Action item - Only the lines with the string "MetricsProducer" are needed; return each of them from the entries below.

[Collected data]
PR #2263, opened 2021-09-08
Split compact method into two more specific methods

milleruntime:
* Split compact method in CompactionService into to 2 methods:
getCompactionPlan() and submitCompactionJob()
...
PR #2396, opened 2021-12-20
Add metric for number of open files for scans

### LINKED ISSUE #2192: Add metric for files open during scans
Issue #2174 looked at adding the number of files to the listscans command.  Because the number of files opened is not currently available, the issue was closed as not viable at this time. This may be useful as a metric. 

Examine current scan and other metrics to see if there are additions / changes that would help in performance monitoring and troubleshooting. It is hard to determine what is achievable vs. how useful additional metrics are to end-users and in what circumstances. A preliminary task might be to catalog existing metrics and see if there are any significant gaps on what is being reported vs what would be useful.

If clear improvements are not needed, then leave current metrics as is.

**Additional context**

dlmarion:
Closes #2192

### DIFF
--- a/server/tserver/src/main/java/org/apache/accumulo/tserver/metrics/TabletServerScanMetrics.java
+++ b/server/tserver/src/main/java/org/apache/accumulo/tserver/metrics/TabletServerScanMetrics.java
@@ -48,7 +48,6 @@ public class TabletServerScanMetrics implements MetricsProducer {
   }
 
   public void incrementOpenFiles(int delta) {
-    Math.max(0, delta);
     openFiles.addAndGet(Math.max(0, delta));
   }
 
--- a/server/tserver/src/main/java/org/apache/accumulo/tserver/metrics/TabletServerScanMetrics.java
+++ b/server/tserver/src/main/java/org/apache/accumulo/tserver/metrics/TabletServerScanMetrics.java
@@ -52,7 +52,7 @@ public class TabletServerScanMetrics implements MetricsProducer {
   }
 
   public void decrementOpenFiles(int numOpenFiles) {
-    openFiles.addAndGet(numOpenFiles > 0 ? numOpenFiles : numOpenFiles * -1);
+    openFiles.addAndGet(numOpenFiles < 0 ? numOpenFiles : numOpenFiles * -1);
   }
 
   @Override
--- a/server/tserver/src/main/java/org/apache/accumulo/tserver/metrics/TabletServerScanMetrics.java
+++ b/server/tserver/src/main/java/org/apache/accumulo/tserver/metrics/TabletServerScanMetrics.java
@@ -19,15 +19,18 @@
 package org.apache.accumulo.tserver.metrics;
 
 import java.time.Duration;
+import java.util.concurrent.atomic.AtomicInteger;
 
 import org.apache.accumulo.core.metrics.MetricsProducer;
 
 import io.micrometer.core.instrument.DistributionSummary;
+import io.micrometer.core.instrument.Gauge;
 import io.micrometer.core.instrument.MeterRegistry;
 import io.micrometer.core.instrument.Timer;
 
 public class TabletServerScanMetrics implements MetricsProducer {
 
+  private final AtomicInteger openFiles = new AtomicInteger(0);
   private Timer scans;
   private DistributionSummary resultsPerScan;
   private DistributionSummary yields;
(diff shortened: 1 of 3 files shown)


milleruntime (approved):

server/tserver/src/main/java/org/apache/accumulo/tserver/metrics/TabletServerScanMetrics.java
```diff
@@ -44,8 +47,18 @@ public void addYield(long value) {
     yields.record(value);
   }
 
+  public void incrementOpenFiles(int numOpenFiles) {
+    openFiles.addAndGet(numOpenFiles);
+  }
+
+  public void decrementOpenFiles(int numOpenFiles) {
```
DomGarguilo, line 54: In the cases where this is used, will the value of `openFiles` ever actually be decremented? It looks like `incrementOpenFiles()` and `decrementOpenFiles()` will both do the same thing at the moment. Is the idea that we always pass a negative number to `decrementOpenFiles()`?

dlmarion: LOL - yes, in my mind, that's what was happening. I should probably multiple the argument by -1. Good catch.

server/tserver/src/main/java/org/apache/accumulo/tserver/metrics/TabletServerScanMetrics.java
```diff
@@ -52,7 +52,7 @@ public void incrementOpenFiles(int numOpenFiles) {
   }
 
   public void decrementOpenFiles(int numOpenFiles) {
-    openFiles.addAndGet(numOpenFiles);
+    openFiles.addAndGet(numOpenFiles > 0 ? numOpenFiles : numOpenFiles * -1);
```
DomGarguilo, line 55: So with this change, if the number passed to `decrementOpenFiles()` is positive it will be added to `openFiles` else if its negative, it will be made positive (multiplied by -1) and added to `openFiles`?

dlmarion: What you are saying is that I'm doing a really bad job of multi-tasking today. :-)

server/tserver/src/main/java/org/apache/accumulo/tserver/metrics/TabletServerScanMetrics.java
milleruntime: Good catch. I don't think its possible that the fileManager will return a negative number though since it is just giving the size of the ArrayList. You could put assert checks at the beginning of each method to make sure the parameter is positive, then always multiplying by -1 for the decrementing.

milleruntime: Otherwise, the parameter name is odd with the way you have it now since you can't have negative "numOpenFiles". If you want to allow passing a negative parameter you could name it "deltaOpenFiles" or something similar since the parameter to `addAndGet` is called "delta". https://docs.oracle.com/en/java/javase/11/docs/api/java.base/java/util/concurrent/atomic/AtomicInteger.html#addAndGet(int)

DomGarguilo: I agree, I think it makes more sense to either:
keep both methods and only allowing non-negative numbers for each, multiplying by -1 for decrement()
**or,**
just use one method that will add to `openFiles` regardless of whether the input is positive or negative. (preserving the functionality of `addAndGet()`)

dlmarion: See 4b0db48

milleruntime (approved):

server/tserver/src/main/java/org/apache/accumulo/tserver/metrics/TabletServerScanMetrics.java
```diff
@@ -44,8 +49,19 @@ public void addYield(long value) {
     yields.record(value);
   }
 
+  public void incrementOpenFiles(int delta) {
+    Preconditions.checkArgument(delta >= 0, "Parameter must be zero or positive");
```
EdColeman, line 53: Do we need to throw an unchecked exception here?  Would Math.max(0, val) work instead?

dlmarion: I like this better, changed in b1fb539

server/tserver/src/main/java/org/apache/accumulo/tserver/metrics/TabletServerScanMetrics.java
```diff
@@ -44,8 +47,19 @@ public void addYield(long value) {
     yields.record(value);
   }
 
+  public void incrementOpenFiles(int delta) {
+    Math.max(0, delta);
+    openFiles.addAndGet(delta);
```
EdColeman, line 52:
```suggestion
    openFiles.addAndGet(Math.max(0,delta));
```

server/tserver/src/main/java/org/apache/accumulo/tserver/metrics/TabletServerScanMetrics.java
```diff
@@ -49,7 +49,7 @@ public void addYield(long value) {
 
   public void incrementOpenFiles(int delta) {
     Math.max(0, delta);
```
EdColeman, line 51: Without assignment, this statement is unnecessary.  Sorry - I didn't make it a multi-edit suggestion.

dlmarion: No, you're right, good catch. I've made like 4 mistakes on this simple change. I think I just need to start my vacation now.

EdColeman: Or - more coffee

Output for this exercise -
@@ -48,7 +48,6 @@ public class TabletServerScanMetrics implements MetricsProducer {
@@ -52,7 +52,7 @@ public class TabletServerScanMetrics implements MetricsProducer {
 import org.apache.accumulo.core.metrics.MetricsProducer;
 public class TabletServerScanMetrics implements MetricsProducer {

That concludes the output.